» Your instructions
Each line in the entries that has the word "auto" has to be copied.

» Dataset entries

↓↓↓

Issue #2538, opened 2020-08-13
Delete unnecessary code for multi-arch images


martina-if:
When launching support for ARM we added code that made sure that after creating a cluster the default addons where updated to the newest version with the multi-arch images (their label has the suffix `-eksbuild.1`). 

Once the multi-architecture images are used by EKS by default when creating clusters, that code can be removed from eksctl. 

The code is marked with a `// TODO`. Check the [ARM PR](https://github.com/weaveworks/eksctl/pull/2535) for more details.

Callisto13:
Thanks @martina-if for making this so straightforward ❤️

PR #2947, opened 2020-12-15
Delete UpdateAddonsTask

Callisto13:
### Description

All "addons" (yes, I will use quotation marks until we stop using that name for nearly everything as a default for when we cant think of anything better. /rant) are now created with multi-architecture images by default in all versions. This means that we no longer need to ensure that the "addons" are up-to-date before creating ARM nodes.

Closes https://github.com/weaveworks/eksctl/issues/2538

### Checklist
- [x] Manually tested

### DIFF
--- a/pkg/addons/default/addons.go
+++ b/pkg/addons/default/addons.go
@@ -1,33 +1,8 @@
 package defaultaddons
 
 import (
-	"github.com/pkg/errors"
-
 	"github.com/weaveworks/eksctl/pkg/kubernetes"
 )
-
-// EnsureAllAddonsUpToDate checks the default addons (aws-node, kube-proxy and coredns) are up to date
-// and if they are not it will update them to the latest version for the given control plane version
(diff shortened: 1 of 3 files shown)


pkg/addons/default/addons.go
```diff
@@ -1,34 +1,9 @@
...
-
-	_, err = UpdateCoreDNS(rawClient, region, controlPlaneVersion, false)
-	if err != nil {
-		return errors.Wrapf(err, "error updating coredns")
-	}
-
-	return nil
-}
-
 func DoAddonsSupportMultiArch(clientSet kubernetes.Interface, rawClient kubernetes.RawClientInterface, controlPlaneVersion string, region string) (bool, error) {
```
Callisto13, line 7: i did consider scrapping this as well, but it may be useful to leave it there in case users have messed with something and then decide they want arm 🤷‍♀️

michaelbeaumont (approved):

aclevername (approved):

PR #2948, opened 2020-12-15
add sub condition to vpc-cni addon policy

aclevername:
### Description

Policy will now look like:
```
{
  "Version": "2012-10-17",
  "Statement": [
    {
      "Effect": "Allow",
      "Principal": {
        "Federated": "arn:aws:iam::<redacted>:oidc-provider/oidc.eks.us-west-2.amazonaws.com/id/<redacted>"
      },
      "Action": "sts:AssumeRoleWithWebIdentity",
      "Condition": {
        "StringEquals": {
          "oidc.eks.us-west-2.amazonaws.com/id/<redacted>:aud": "sts.amazonaws.com",
          "oidc.eks.us-west-2.amazonaws.com/id/<redacted>:sub": "system:serviceaccount:kube-system:aws-node"
        }
      }
    }
  ]
}
```

before it did not have `"oidc.eks.us-west-2.amazonaws.com/id/<redacted>:sub": "system:serviceaccount:kube-system:aws-node"`

### Checklist
- [X] Manually tested

### DIFF
--- a/pkg/actions/addon/create.go
+++ b/pkg/actions/addon/create.go
@@ -39,6 +39,7 @@ func (a *Manager) Create(addon *api.Addon) error {
 	}
 
 	logger.Debug("addon: %v", addon)
+	namespace, serviceAccount := a.getKnownServiceAccountLocation(addon)
 
 	if a.withOIDC {
 		if addon.ServiceAccountRoleARN != "" {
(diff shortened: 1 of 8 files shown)


michaelbeaumont (approved):

pkg/actions/addon/create.go
```diff
@@ -176,8 +177,19 @@ func (a *Manager) getRecommendedPolicies(addon *api.Addon) []string {
 	}
 }
 
-func (a *Manager) createRoleUsingAttachPolicyARNs(addon *api.Addon) (string, error) {
-	resourceSet := builder.NewIAMRoleResourceSetWithAttachPolicyARNs(addon.Name, addon.AttachPolicyARNs, a.oidcManager)
+func (a *Manager) getKnownServiceAccountLocation(addon *api.Addon) (string, string) {
+	// API isn't case sensitive
+	switch strings.ToLower(addon.Name) {
```
michaelbeaumont, line 182: random thought, addons could have `Name() string` which auto lowercases the name

aclevername: great idea! I'll update

aclevername: I ended up going back a forth a bit on this (the smallest thing suddenly becomes so annoying!±). We can't add a `Name()` func because it clashes with the variable `Name`. I didn't want to change the variable Name or make it private. I was left with two alternatives:
- Mutate the `Name` at some point early on, e.g when loading config, to ensure its always lower cased
- Have a different name for the func, `NameLowerCase()`

The first introduces more hidden logic away from the core action on addons, the later keeps it a bit closer so I went with that.

michaelbeaumont: All not a big deal indeed, although i would have just made it private since we never need the upper case name.
But `NameLowerCase` isn't so descriptive maybe like `CanonicalName` or something that explains why you'd want to use the function (otherwise one might as well just use `ToLower(Name)`)

michaelbeaumont (approved):

PR #2962, opened 2020-12-17
Have kubelet use systemd cgroup driver on al2 and ubuntu

### LINKED ISSUE #2960: nodeboostrap should support changes to docker cgroups config
The EKS AMI should move to using systemd cgroup instead of cgroupfs. See https://github.com/awslabs/amazon-eks-ami/pull/521 for details. That change was reverted in https://github.com/awslabs/amazon-eks-ami/pull/587 because apparently eksctl nodebootsrap cannot handle docker daemon config changes.

eksctl should support work with the changes to the docker daemon config found in https://github.com/awslabs/amazon-eks-ami/pull/521

reegnz:
### Description

Kubernetes documentation indicates that for stability reasons
one should run kubernetes with the systemd cgroup driver if the
init system itself is systemd.

https://kubernetes.io/docs/setup/production-environment/container-runtimes/#cgroup-drivers

The same change is also be made in awslabs/amazon-eks-ami:

https://github.com/awslabs/amazon-eks-ami/pull/521

Fixes #2960

### Checklist
- [x] Manually tested


reegnz:
Verified manally:
`eksctl create cluster` with the new built binary
entered the node with kubectl `node-shell`  (https://github.com/kvaps/kubectl-node-shell)
checking `/etc/docker/daemon.json` -> ok, contains proper systemd cgroup config
checking `/etc/eksctl/kubelet.yaml` -> ok, contains proper systemd cgroup config
checking `/etc/systemd/system/kubelet.service.d/10-eksclt.al2.conf`  -> uses proper kubelet.yaml
`systemctl -t slice`  -> shows a bunch of kubepods slices
`systemd-cgls`  -> shows kubepods.slice below system.slice
`systemctl status containerd.service`  -> you can see runc processes spawned by it are using the -systemd-cgroup  flag
`systemd-cgtop` -> output contains the kubepods slices

Callisto13:
Thanks @reegnz the team will get to this asap 👍

Callisto13 (approved):
LGTM, thanks for catching this 👍

romeotheriault:
This change causes problems for us using ubuntu 16 (also doesn't work well on ubuntu 18) as our node ami with the included versions of systemd. It seems there are some bugs in systemd's cgroup driver in ubuntu 16 and 18 that cause docker to hang on creating containers, etc... and in turn it causes kubelet to hang and the nodes to become "NotReady". Downgrading eksctl to eksctl version 0.34.0 (the last version before this change) fixes the issue. 

It would be great if eksctl could provide a flag to allow the users to change (or choose which of) these types of options to use instead of eksctl changing a default underneath it's users. Especially for older OS releases.

Callisto13:
@romeotheriault could you open an issue for this please?

josephprem:
Hello folks,
Now that containerd can be enabled as cri, looks like we will need to handle ourselves to enable cgroup in /etc/containerd/config.toml

Issue #2988, opened 2020-12-24
make install-build-deps fails


pradeepnnv:
**What happened?**
When executing `make install-build-deps`, it failed with below error message.

```
make install-build-deps

install-build-deps.sh
make: install-build-deps.sh: No such file or directory
make: *** [install-build-deps] Error 1
```

**What you expected to happen?**
Make command should've completed successfully.

**How to reproduce it?**
Checkout master branch and execute `make install-build-deps` command.

**Anything else we need to know?**
N/A

PR #2989, opened 2020-12-24
Fix issue with makefile

pradeepnnv:
Update path of install-build-deps.sh in install-build-deps target

FIxes https://github.com/weaveworks/eksctl/issues/2988

Signed-off-by: pradeepnnv <pradeepnnv@gmail.com>


michaelbeaumont:
Hi, this is an issue with https://github.com/weaveworks/eksctl/blob/ae19dcf7791371b6be3c05c919775784d2e5876d/Makefile#L11 on OSX, can you please try instead to address setting `PATH` on OSX?

pradeepnnv:
Thanks @michaelbeaumont.

I do see that `build/scripts` is added to the PATH variable but it's not used when the script is being executed.

As per this SFO link, https://stackoverflow.com/questions/25506047/setting-path-within-makefile-on-mac-os-x-but-it-works-on-linux, looks like we need to add SHELL variable for it to work properly.

This is one option I found that's working.

```
install-build-deps: ## Install dependencies (packages and tools)
	SHELL=$(SHELL) build-image-manifest.sh
```

Please review and let know.

michaelbeaumont:
@pradeepnnv I think it'd be best if the solution works for all targets/uses of `build/scripts` files.

Callisto13:
@pradeepnnv are you still working on this? If not, one of the team can finish it off, it's a good fix to have 😃 .

pradeepnnv:
Hi @Callisto13 , yes I'll update the PR today. Hopefully the fix I proposed above can be used for all uses of the scripts files.

Callisto13:
Great 🎉  !

pradeepnnv:
@Callisto13 , @michaelbeaumont PR is updated. Please review.

pradeepnnv:
One more thing...I did not test other targets. I wasn't sure I can try those release related targets.

Callisto13:
👍  no problem, we can verify that they work

michaelbeaumont:
@pradeepnnv I meant adding something like `SHELL=/bin/bash` to the top of the file so that we don't have to worry about it at all when writing targets. Which according to https://stackoverflow.com/a/25506676 should work..

pradeepnnv:
Thanks @michaelbeaumont . Let me try that out. If that works, i'll adjust the PR accordingly.

pradeepnnv:
Setting SHELL at the beginning of the Makefile did not work.

pradeepnnv:
I checked couple of more examples and could not find any better way to fix this issue. 
Either we have to declare the full path to the script everywhere or have the SHELL variable in each target using the script.

Make file in kubernetes project seems to be using a similar fix. https://github.com/kubernetes/kubernetes/blob/master/build/root/Makefile#L204

Callisto13:
🤔  Is using the path less opaque to folks coming by? I have no strong opinions either way, @michaelbeaumont do you have a preference?

michaelbeaumont:
I don't think it's less opaque to use `PATH`, it's less noisy though. I personally like using `SHELL` everywhere, it keeps things uniform so that all targets are run with a shell, meaning fewer surprises. Unfortunately, that means remembering to add `SHELL` for all new targets. So we can just use the full path everywhere, please also remove the `PATH` assignment @pradeepnnv 
Thanks OSX...

Callisto13:
> I don't think it's less opaque to use PATH

Lol I meant using the full path, not the var. Happy with this 👍 

> Thanks OSX...

😆  linux FTW!

michaelbeaumont:
Err I of course meant I don't think it's _more_ opaque to use `PATH` :facepalm:

Callisto13:
Honestly I have lost track of what I was saying originally

pradeepnnv:
@michaelbeaumont , @Callisto13 I updated the makefile to use specific path.

Please review.

Callisto13 (approved):
👍  LGTM, thanks @pradeepnnv

Issue #2980, opened 2020-12-21
Better error messages when region not set


Callisto13:
**Why do you want this feature?**
Currently when you run various commands and forget to set the `--region` flag, the error is quite unhelpful

Example command:
```sh
$ eksctl get iamidentitymapping --cluster=foo
Error: fetching cluster status to determine operability: unable to describe cluster control plane: ResourceNotFoundException: No cluster found for name: foo.
{
  RespMetadata: {
    StatusCode: 404,
    RequestID: "07485935-27ab-4839-a881-5ee6664cdaf3"
  },
  Message_: "No cluster found for name: foo."
}
```

**What feature/behavior/change do you want?**
It would be nice to wrap some of these errors with either:

a) a hint to try again with the region set
b) more elaborate error: `No cluster found for name: foo in region: <region>`

pradeepnnv:
I would like to work on this issue.

Callisto13:
Go for it @pradeepnnv  👍

pradeepnnv:
@Callisto13 , the error message "No cluster found for name: foo." is from AWS EKS API.

So I submitted a PR to update the error message in DescribeControlPlace function to include the region.

Btw, region is defaulting to us-west-2 if not set. Please review and let me know if any changes are required.

Callisto13:
Thanks @pradeepnnv 

> the error message "No cluster found for name: foo." is from AWS EKS API.

Makes sense.

> Btw, region is defaulting to us-west-2 if not set.

Indeed, hopefully we can help out people who do not know/forget this so they do not waste time debugging. 👍

PR #2990, opened 2020-12-24
Update error msg in DescribeControlPlane function

pradeepnnv:
Update the error message in
DescribeControlPlane function to
include region.

Fixes https://github.com/weaveworks/eksctl/issues/2980

Signed-off-by: pradeepnnv <pradeepnnv@gmail.com>

### Description

Included the region in the error message if cluster is not available in the region.

```
./eksctl get iamidentitymapping --cluster=foo
Error: unable to fetch cluster status to determine operability: Unable to describe cluster control plane in the region "us-east-1": ResourceNotFoundException: No cluster found for name: foo.
{
  RespMetadata: {
    StatusCode: 404,
    RequestID: "f4b41b52-d86f-4005-94fa-ff35fb712e44"
  },
  Message_: "No cluster found for name: foo."
}
```

```
./eksctl get fargateprofile --cluster=foo
Error: Unable to describe cluster control plane in the region "us-east-1": ResourceNotFoundException: No cluster found for name: foo.
{
  RespMetadata: {
    StatusCode: 404,
    RequestID: "5d6f934d-8121-480c-8d7f-5e288bb81549"
  },
  Message_: "No cluster found for name: foo."
}
```

### Checklist
- [ ] Manually tested


Callisto13:
Would you be able to also improve the other commands which do not return region in the error? `get cluster`, `get labels`, `get nodegroups` are some that I have found, there may be others.

Also what do you think about the UX of the errors/logs we return in these commands? Other commands return neater errors on lower logging levels, and most of them have a nice logging pattern where the region is mentioned, eg:

```sh
$ eksctl delete cluster foo
[ℹ]  eksctl version 0.34.0
[ℹ]  using region us-west-2
[ℹ]  deleting EKS cluster "foo"
Error: no eksctl-managed CloudFormation stacks found for "foo"
```

The logging pattern doesn't seem to be applied for `get` commands, I wonder if that was a deliberate decision 🤔 . It could be one way of communicating the region.

So 2 things to consider for this improvement:
1. Is just dumping out the error from these failures (`RespMetadata` etc) useful for users who have a low logging level set? Can/should we tidy that up?
2. Would it be nice, useful and consistent UX to add that nice logging to all commands?

pradeepnnv:
Sure @Callisto13. Let me review the other get commands and their error messages.

pradeepnnv:
@Callisto13 , I added the same logging available in delete to all get commands.

Commands `get addon`, `get cluster`, `get fargateprofile` and `get iamidentitymapping` are printing the region as expected.

```
./eksctl get iamidentitymapping  --cluster=foo

[ℹ]  eksctl version 0.37.0-dev+7a358ddf.2021-01-10T15:06:08Z
[ℹ]  using region us-west-2
Error: unable to fetch cluster status to determine operability: unable to describe cluster control plane: ResourceNotFoundException: No cluster found for name: foo.
{
  RespMetadata: {
    StatusCode: 404,
    RequestID: "94a68e72-022a-4ebf-afbb-e50f34d05e72"
  },
  Message_: "No cluster found for name: foo."
}

   ./eksctl get cluster

[ℹ]  eksctl version 0.37.0-dev+7a358ddf.2021-01-10T15:06:08Z
[ℹ]  using region us-west-2
No clusters found
```

But the other get commands `get iamserviceaccount`, `get labels` and `get nodegroup` are not having the region value. Hence region is being printed as an empty string. Weirdly, this is the same case even if we pass the region as an argument.

```
 ./eksctl get iamserviceaccount  --cluster=foo --region=us-east-1
[ℹ]  eksctl version 0.37.0-dev+7a358ddf.2021-01-10T15:06:08Z
[ℹ]  using region
Error: unable to fetch cluster status to determine operability: unable to describe cluster control plane: ResourceNotFoundException: No cluster found for name: foo.
{
  RespMetadata: {
    StatusCode: 404,
    RequestID: "a6663362-fdc0-4273-aa87-529087662386"
  },
  Message_: "No cluster found for name: foo."
}
```

Any idea what's happening here?

Callisto13:
Looking good 😃 .

🤔  It is probably because where you are doing `cmdutils.LogRegionAndVersionInfo(cmd.ClusterConfig.Metadata)` for those, the region has not been set in that Metadata yet (the flag has not been parsed into the config). Try moving it to after `cmd.NewCtl` and it should be on either the `ProviderConfig` or the `ClusterConfig`.

 Also, some commands (`get cluster` off the top of my head) have an "all" `-A` flag, in that case the logging behaviour may need to change a bit so that the region makes sense.

pradeepnnv:
Thanks. That helped. Now the region is printed in all get commands.

Also, I added a check to not print the region if all regions option is selected in get cluster command. That's the only one which accepts all regions flag.

Callisto13 (approved):
Awesome! Thanks @pradeepnnv 🎉

Issue #3005, opened 2020-12-30
kubelet.yaml set cgroupDriver: systemd instead of cgroupDriver: cgroupfs in AL2-GPU instances


DanielAmmar:
**What happened?**
launch unmanaged node group with p3.2xlarge gpu (ami-0f23f1b20f58cc97f)
however it failed to start -
```
systemctl status kubelet
● kubelet.service - Kubernetes Kubelet
   Loaded: loaded (/etc/systemd/system/kubelet.service; enabled; vendor preset: disabled)
  Drop-In: /etc/systemd/system/kubelet.service.d
           └─10-eksclt.al2.conf
   Active: activating (auto-restart) (Result: exit-code) since Wed 2020-12-30 14:16:36 UTC; 4s ago
     Docs: https://github.com/kubernetes/kubernetes
  Process: 22376 ExecStart=/usr/bin/kubelet --node-ip=${NODE_IP} --node-labels=${NODE_LABELS},alpha.eksctl.io/instance-id=${INSTANCE_ID} --max-pods=${MAX_PODS} --register-node=true --register-with-taints=${NODE_TAINTS} --cloud-provider=aws --container-runtime=docker --network-plugin=cni --cni-bin-dir=/opt/cni/bin --cni-conf-dir=/etc/cni/net.d --pod-infra-container-image=${AWS_EKS_ECR_ACCOUNT}.dkr.ecr.${AWS_DEFAULT_REGION}.${AWS_SERVICES_DOMAIN}/eks/pause:3.3-eksbuild.1 --kubeconfig=/etc/eksctl/kubeconfig.yaml --config=/etc/eksctl/kubelet.yaml (code=exited, status=255)
  Process: 22365 ExecStartPre=/sbin/iptables -P FORWARD ACCEPT -w 5 (code=exited, status=0/SUCCESS)
 Main PID: 22376 (code=exited, status=255)
```
error message:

↑↑↑

» Solution to the exercise
michaelbeaumont, line 182: random thought, addons could have `Name() string` which auto lowercases the name
   Active: activating (auto-restart) (Result: exit-code) since Wed 2020-12-30 14:16:36 UTC; 4s ago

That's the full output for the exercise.